I’ve been trying to keep to writing every other day, but today was exceptionally tough and I’m staggering over words in my head. So above is a pic to remind myself one of the major reasons why I take on difficult situations like today’s and why I need to keep fighting (and stop chastising myself over not reconstructing everything immediately), and of coure, the pic is for your enjoyment as well. As my friend told me earlier, “Give yourself a break, Lorne!”

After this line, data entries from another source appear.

PR #52, opened 2020-12-08
Handle result pagination

scottwittenburg:
Changed all four github api requests to use PyGithub, as it provides a much simpler way to handle pagination (compared to doing it ourselves by reading the "Link" headers from the response).

It seems gitlab also paginates its api results, see [here](https://docs.gitlab.com/12.10/ee/api/README.html#pagination).  However, since we only query for pipelines associated with a single branch at a time, and since we further restrict the time range to the last few minutes, I didn't make any effort to handle pagination for the gitlab api requests.  It looks like the default is for gitlab to return 20 items per page, which seems like it might be fine for our purposes here.

### DIFF
--- a/gh-gl-sync/SpackCIBridge.py
+++ b/gh-gl-sync/SpackCIBridge.py
@@ -24,7 +24,7 @@ class SpackCIBridge(object):
         self.github_repo = ""
 
         self.py_github = Github(os.environ.get('GITHUB_TOKEN'))
-        self.py_gh_repo = self.py_github.get_repo('spack/spack')
+        self.py_gh_repo = self.py_github.get_repo('spack/spack', lazy=True)
 
     @atexit.register
     def cleanup():
@@ -243,8 +243,6 @@ class SpackCIBridge(object):
 
         post_data["target_url"] = pipeline["web_url"]
         post_data["context"] = "ci/gitlab-ci"
-
-        post_data = json.dumps(post_data).encode('utf-8')
         return post_data
 
     def dedupe_pipelines(self, api_response):
--- a/gh-gl-sync/SpackCIBridge.py
+++ b/gh-gl-sync/SpackCIBridge.py
@@ -6,6 +6,7 @@ import base64
 import boto3
 from datetime import datetime, timedelta, timezone
 import dateutil.parser
+from github import Github
 import json
 import os
 import re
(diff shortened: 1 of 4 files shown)


scottwittenburg:
Eh, using the `PyGithub` library module is making it harder to unit test the sync script, so I just removed one of the unit tests (I found that particular test to have limited value anyway).   But I guess I still broke something and will have to go figure out what it was and fix it.

zackgalbreath:
Thanks for working on this, Scott. It's looking pretty good to me so far. I'll take a stab at updating the relevant test cases today if you don't beat me to it.

zackgalbreath:
@scottwittenburg this is ready to merge & deploy if you're happy with my latest changes

scottwittenburg:
I ran into problems when trying to update the sync script to run in the existing directory we set up as a persistent volume claim.  It's going to take me longer than I wanted to debug it and make sure it's working correctly in that mode.

So in the meantime, what's in this branch is what's currently running on the cluster (every 6 minutes, even though it seems after the first push of all those missing branches, it's running much faster).

At least this way we'll have some PR testing going on until I can get the sync to work from an existing repo with saved state.

/cc @zackgalbreath @opadron

scottwittenburg:
So I was going to suggest we just merge this, wait for the container to get built, then apply the master version of the cronjob to the cluster.

But now that I'm thinking of it, why isn't this driving our dockerhub pull numbers over the top?  Especially since it runs so frequently?  I know we have the "if not present" pull policy on that cron job, but that doesn't help in other cases.

zackgalbreath:
> why isn't this driving our dockerhub pull numbers over the top?

Good question. The cron job runs on our "base pool" of t2.mediums, which aren't spun up & torn down by Cluster Autoscaler. My understanding of "IfNotPresent" is that we pull the image once and it stays locally cached on the node. So each time we bump the version we might have to pull the image N times, but after that it shouldn't count against our rate limit.

scottwittenburg:
Right, that makes sense, thanks.

So what do you think, should I merge it and then apply the change to the cluster?  The only change I expect it would result in, compared to what's running on the cluster now, is it will run every 2 minutes instead of every 6.

zackgalbreath:
Sounds like a good idea to me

4 thoughts on “A Pic To Give Myself a Break

  1. Permalink  ⋅ Reply

    Danielle

    July 11, 2013 at 3:27am

    hi Lorne! For what is worth, I think your blog writing has been fabulous. You are, right now, a great writer and I have enjoyed your insights and how brave you have been putting your thoughts out there for the world! I really liked your James Gandolfini post – gave me a whole new insight on how people who are familiar with therapy watched the show. Your posts on parenting will help parents who are struggling with the same issues and have reminded me how far Oscar and I have come…mistakes and all 🙂 Keep it up!

    • Permalink  ⋅ Reply

      Lorne Jaffe

      July 12, 2013 at 7:41pm

      Thx Danielle!

  2. Permalink  ⋅ Reply

    M

    July 11, 2013 at 6:31am

    That smile is what it’s all about!!!:D

    I have always commented to my son that it takes me a whole year to get it just right and THEN!! he has to go and get a year older! which means me starting all over again learning how to be a mom to an older kid. 😉

    Early on, I realized that he and I were learning this whole parent/child thing side by side. We have taught each other many things (though not always intentionally.) I am now learning/grasping how it feels to be the mom of a young adult son and “all that that implies”. You never stop learning, and I am very thankful that I’ve gone through this experience because my son made me deal with and face my extreme timidity, my crippling low/lack of self-esteem and my self-loathing. Most of all, he forced me to take back what had been taken from me- my rights as a person, my voice! I was raised in such a way that only allowed/accepted total submission and that punishment was ever present. Imagine getting punished because you couldn’t finish all your dinner, or because you asked a simple question. I know you can understand how amazingly difficult it is to be the parent your child needs you to be while fighting every urge to bail and go hide under a rock somewhere or worse. I tell my son to this day that I have learned so much from being a parent, more than he’ll ever know. He was the one and only reason I learned how to drive even though I had a hysterical fear of driving. I believe that my son has done an amazing job raising a parent!!! I think I’ve turned out pretty good.:)

    *One very important note, I never made my son feel that he was responsible for me or that it was his job to make/keep me “happy” 24/7 or heal/solve my life. That was a HUGE, sad burden that was placed on me and my sisters and I vowed that I would never do that to my child.
    Con mucho carino para ti Lorne!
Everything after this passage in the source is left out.